Brandwashed

Since the day our employment began at the hotel, we have been subjected to repeat the mantra of “living the brand,” which is all about personalized service, anticipatory behaviors, and ensuring that guests feel better about themselves and the brand when they leave the hotel.  We give them a state of the art workout facility, encourage them to eat healthy foods and to relax in a comfortable and feng shui-ed environment.  All of this contributes to more satisfied guests.  Meaning more repeat guests.  Meaning more money.  It’s basically new-age yuppie shit with a dollar sign attached.  And this “brand living” rakes in the dough.

About four months after opening our property, some corporate robot with big teeth, a pick tie and a wicked Australian accent came to our hotel to reinforce the brand.  All associates, from the lowly Guest Service Attendant to the middle-road Bell Captain on up to the General Manager were subjected to his poignant witticisms over the subtle differences between our two dialects and his devoted love to vegemite, a yeasty spread that tastes of slowly fermented coffee grounds, for four hours.  We listened to his jabbering while eating paltry cookies and drinking the provided Kool-Aid and watched videos of various unknown economists and marketing types preach about the joys of a “living brand”.  Phrases, such as “companies with brands outperform”, and numbers in big, bold fonts came flying across the screen, each tasseled with the subliminal message of “you are now a brand robot!”
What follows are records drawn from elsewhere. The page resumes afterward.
PR #300, opened 2021-01-13
Improve existing docs

ziogaschr:
Suggestions:
- [x] Clean up the project README file and move sections in the docs. README will have a brief and will point to the docs page
- [x] ~~Examine which pages have to link at Ethereum pages and which we want to bring internally~~ (leaving it for another PR)

@meowsbits & @iquidus please comment on the above or directly edit the desc so as we create an initial list that I can work on


ziogaschr:
~~As it's not deployed, feel free to run it locally and check how it looks like~~

Actually it's deployed live

docs/apis/jsonrpc-apis.md
```diff
@@ -39,10 +42,11 @@ You'll need to use your own programming environments' capabilities (libraries, t
...
-
-**Note: Please understand the security implications of opening up an HTTP/WS based
-transport before doing so! Hackers on the internet are actively trying to subvert
-Ethereum nodes with exposed APIs! Further, all browser tabs can access locally
-running web servers, so malicious web pages could try to subvert locally available
-APIs!**
-
+Here you can check the available [JSON-RPC calls](https://playground.open-rpc.org/?schemaUrl={{ openrpc_latest_schema_endpoint }}){: target=_blank }.
+
+!!! attention
```
meowsbits: Is `!!! ` something special?

docs/apis/jsonrpc-apis.md
```diff
@@ -39,10 +42,11 @@ You'll need to use your own programming environments' capabilities (libraries, t
...
+    Please understand the security implications of opening up an HTTP/WS based
+    transport before doing so! Hackers on the internet are actively trying to subvert
+    Ethereum nodes with exposed APIs! Further, all browser tabs can access locally
+    running web servers, so malicious web pages could try to subvert locally available
+    APIs!**
```
meowsbits:
```suggestion
    APIs!
```

docs/apis/jsonrpc-apis.md
```diff
@@ -39,10 +42,11 @@ You'll need to use your own programming environments' capabilities (libraries, t
...
 need to speak [JSON-RPC](https://www.jsonrpc.org/specification) on all transports. You
 can reuse the same connection for multiple requests!
-
-**Note: Please understand the security implications of opening up an HTTP/WS based
-transport before doing so! Hackers on the internet are actively trying to subvert
-Ethereum nodes with exposed APIs! Further, all browser tabs can access locally
-running web servers, so malicious web pages could try to subvert locally available
-APIs!**
-
+Here you can check the available [JSON-RPC calls](https://playground.open-rpc.org/?schemaUrl={{ openrpc_latest_schema_endpoint }}){: target=_blank }.
```
meowsbits: This is broken for me as Github renders it

docs/core/alltools.md
```diff
@@ -5,14 +5,14 @@ hide:
...
-| `abigen`      | Source code generator to convert Ethereum contract definitions into easy to use, compile-time type-safe Go packages. It operates on plain [Ethereum contract ABIs](https://github.com/ethereum/wiki/wiki/Ethereum-Contract-ABI) with expanded functionality if the contract bytecode is also available. However, it also accepts Solidity source files, making development much more streamlined. Please see our [Native DApps](https://github.com/ethereum/go-ethereum/wiki/Native-DApps:-Go-bindings-to-Ethereum-contracts) wiki page for details. |
+| **`geth`**    | Our main Ethereum Classic CLI client. It is the entry point into the Ethereum network (main-, test- or private net), capable of running as a full node (default),**** archive node (retaining all historical state) or a light node (retrieving data live). It can be used by other processes as a gateway into the Ethereum network via JSON RPC endpoints exposed on top of HTTP, WebSocket and/or IPC transports. `geth --help` and the [CLI page](../run-cli/#command-line-options) for command line options.          |
```
meowsbits:
```suggestion
| **`geth`**    | Our main Ethereum Classic CLI client. It is the entry point into the Ethereum network (main-, test- or private net), capable of running as a full node (default), archive node (retaining all historical state) or a light node (retrieving data live). It can be used by other processes as a gateway into the Ethereum network via JSON RPC endpoints exposed on top of HTTP, WebSocket and/or IPC transports. `geth --help` and the [CLI page](../run-cli/#command-line-options) for command line options.          |
```

docs/apis/openrpc.md
```diff
@@ -8,37 +8,43 @@ hide:
...
+            },
+            "summary": "current client version"
+          },
+
+    [...]
+    ```
 
-[...]
-```
+!!! Tip Better represantation of the discovery result at the OpenRPC playground
```
meowsbits:
```suggestion
!!! Tip Better representation of the discovery result at the OpenRPC playground
```

docs/apis/jsonrpc-apis.md
ziogaschr: Yes, it creates tooltips like in the below image. Here is the [docs](https://squidfunk.github.io/mkdocs-material/reference/admonitions/) for it.

image

docs/apis/jsonrpc-apis.md
ziogaschr: Good catch man. So using this I am able to set a config variable with the actual path. Though if we want (makes sense) to not break support for our users who read the docs folders or the MD files directly, then it doesn't worth using variables.

I vote for removing variables. Please let me know what you think.

meowsbits: I agree... it's a nice-to-have convenience, but we can do almost the same thing with careful typing and find-and-replace :joy:

docs/apis/jsonrpc-apis.md
meowsbits: That looks really nice, but my concern is that it's not generic (or Github-flavored) markdown, which I'd generally like to stick with if possible for portability's sake. 

Can we instead approximate this rendering with something like

> __:warning: Attention__
> Please understand the security...

meowsbits: They do look really nice though... maybe I could be convinced...

meowsbits:
@ziogaschr Rel https://github.com/etclabscore/core-geth/pull/300#issuecomment-759706847
How is it deployed live? (eg. https://etclabscore.github.io/core-geth/core/run-cli/)

Is this because the Workflow triggers are _OR_ not _AND_? (_edited, I had it backwards) (So it runs on matching path change OR matching branch?) https://github.com/etclabscore/core-geth/blob/master/.github/workflows/docs-deploy.yml#L4-L20

ziogaschr:
> Is this because the Workflow triggers are AND not OR? (So it runs on matching path change OR matching branch?) https://github.com/etclabscore/core-geth/blob/master/.github/workflows/docs-deploy.yml#L4-L20

Yes I was thinking that this might be the cause.

docs/apis/jsonrpc-apis.md
ziogaschr: Resolved by https://github.com/etclabscore/core-geth/pull/300/commits/ab98c44c5d9e3032fa40047f1e3cf3bde1f4827b

docs/apis/jsonrpc-apis.md
ziogaschr: I really like them and I can't decide.
If we suggest everyone to read the docs from within the site, and based on that `!!! <attention>` for devs reading the docs directly the word next to `!!!` describes the level/intention of the message below, we might want to consider using it.

On the other hand, what you suggest above is a good alternative as well

ziogaschr: Your alternative serves our scope as well, but the material one is very nice 👍 

image

ziogaschr:
What about cleaning up the repo README file?

docs/apis/jsonrpc-apis.md
ziogaschr: We decided to continue with `!!! <attention>` way. If needed to be replaced later we can easily find all occurrences and replace them.

meowsbits:
I think cleaning up README is OK (for dedupe sake, at least ;)), but I'd suggest make it it's own PR.

ziogaschr:
Oops. @meowsbits I haven't seen that you prefer README changes in its own PR and have already committed them here. :(

ziogaschr:
@meowsbits and @iquidus this is ready for merge. Please have a look if you like.

meowsbits:
@ziogaschr No worries, LGTM! I just push a last commit https://github.com/etclabscore/core-geth/pull/300/commits/99a069ba41db6156a6f07ec54eebdb8fd9e93a43 adding some quick links for documentation sub-pages.

image

meowsbits (approved):
:page_facing_up: 🐿

PR #310, opened 2021-01-21
eth: update default extraData

iquidus:
updates the default extraData field, from geth -> CoreGeth to be consistent with both `geth version` and ethstats.


meowsbits (approved):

As much as the associates collectively tried to force back these ideas of a company controlling our every waking moment, we couldn’t help but see things in a new light, or at least in the light of a new phrase.  Now we wander the lobby and back halls of the hotel and wonder, “is this brand?”

If a cricket hops innocently into the lobby, is it on brand to shoo it out or to let it get trod underfoot?  Is a drunken reunion gathering opposite the wedding reception on or off brand?  Should our on brand clientele include those who “hey you” us or shout at a tremendous pitch at cab drivers for quoting a fare downtown ($28)?

This is how we live the brand at work, but we must be doing something right because the money keeps pouring in.  Clearly people buy into the idea of a brand the same way they buy into the idea of a cult.

“Come with us,” our brand says, “Be comforted.  Relax.  We understand your needs, for we are people too.  We know you want nothing more than peace of mind. All major credit cards accepted.”